On being asked the months in which the sale of the gold was the highest, the respondents said
that the highest demand was in the time between October-December 08’. The main reasons
behind this were as follows:

 The stock markets have witnessed a sharp decline starting the last quarters of 07’ and the
early quarters of 08’. Sensex was rock bottom in the November month and the figures as
low as 8000. As a result of this people started losing confidence in the stock market and
started taking money out from the stock market and putting it in the commodity market
i.e. in gold and gold. The price of gold at that time was in the range of 18000-20000 per
kg. But unlike the other goods the supply of jewellery cannot be increased to a great
extent and hence the price of gold started rising to bring the demand down.

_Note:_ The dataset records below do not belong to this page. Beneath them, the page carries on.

PR #442, opened 2021-04-08
Add option for renaming files in data_grabber

wbarnha:
I wanted to add a feature to data_grabber.py so that I could rename the files by right-clicking on them rather than going to manually the plot legend.

Also some other changes are simple syntax reformatting.

### DIFF
--- a/qtapps/skrf_qtwidgets/networkListWidget.py
+++ b/qtapps/skrf_qtwidgets/networkListWidget.py
@@ -224,10 +224,9 @@ class NetworkListWidget(QtWidgets.QListWidget):
                 self.takeItem(self.row(item))
 
     def rename_item(self):
-        items = self.selectedItems()
-        if len(items) == 1:
-            item = items[0]
-            widgets.rename_file_label(self, item)
+        item = self.currentItem()
+        item.setFlags(item.flags() | QtCore.Qt.ItemIsEditable)
+        self.editItem(item)
 
     def get_save_which_mode(self):
         """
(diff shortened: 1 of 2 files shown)


wbarnha:
Apparently you could do this by just double-clicking the file name, this never occurred to me until now. Here's the code anyway if you still want it.

jhillairet:
seems OK to me, but eventually @dvincentwest could review as he is the author of the qt widget code.

dvincentwest:
I haven't spent a lot of time dealing with PyQt for almost 3 years now, so unfortunately I can't give you much direction.  I tested the changes, and they work, and I think that having a right click option is a good idea.  I think also adding an "F2" key press which is probably a Qt named constant somewhere would also be a good idea.

I think it would be better though if you can figure out how to route the editing through the standard QListWidgetItem ItemDelegate editor, which is what happens when you double click on the item currently.  Right now you pop up a separate line editor on top that is narrower and also offset which looks a little distracting, and also that you can't escape out of to cancel your edit.  Once you hit the right-clicked option, your only way out is to accept your changes, but sometimes you don't want to do that.

Basically, I think what you want is for the right click action to do the same thing that the double click action does, not a different thing.  I don't know how to do that though.  Been too long

wbarnha:
Got the requested change to have double click editing to be the same for right click rename. Apparently all you need to do is:
```
    def rename_item(self):
        item = self.currentItem()
        item.setFlags(item.flags() | QtCore.Qt.ItemIsEditable)
        self.editItem(item)
```

dvincentwest (approved):
I tested and the changes behave as expected

jhillairet:
> I tested and the changes behave as expected

OK, thank you.

jhillairet:
> Got the requested change to have double click editing to be the same for right click rename. Apparently all you need to do is:

@wbarnha is it OK to merge?

wbarnha:
Yeah, you can go ahead and merge now.

jhillairet:
Thank you.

 Also Diwali was one of the reasons for the sale of gold to be highest in these months as it
consider auspicious to buy jewellery on Diwali.

The next highest demand was in the months of February and May 09’ which was mainly
attributed to the marriage season.

October and November months of this year were the third highest in sale which again was
attributed to Diwali. But the sale this year was comparatively higher as compared to the October
and November months of the previous year due to the following reasons:

 With the increasing investment in the gold market, demand started increasing but the
supply could not be increased to meet the demands. Hence the prices started increasing
and the prices reached as high as 26,000 in the September month and 27,000 in the first
half of October.

 Also starting April 09’ the stock markets has also started consolidating showing an
upward steep. As a result of this investors started investing in the stock market again and
hence the demand started falling down. Thus the price of gold had started falling by the
end of the month with the price of gold close to 25,000 per kg.

In the rest of the months of this year the demand has been fairly constant.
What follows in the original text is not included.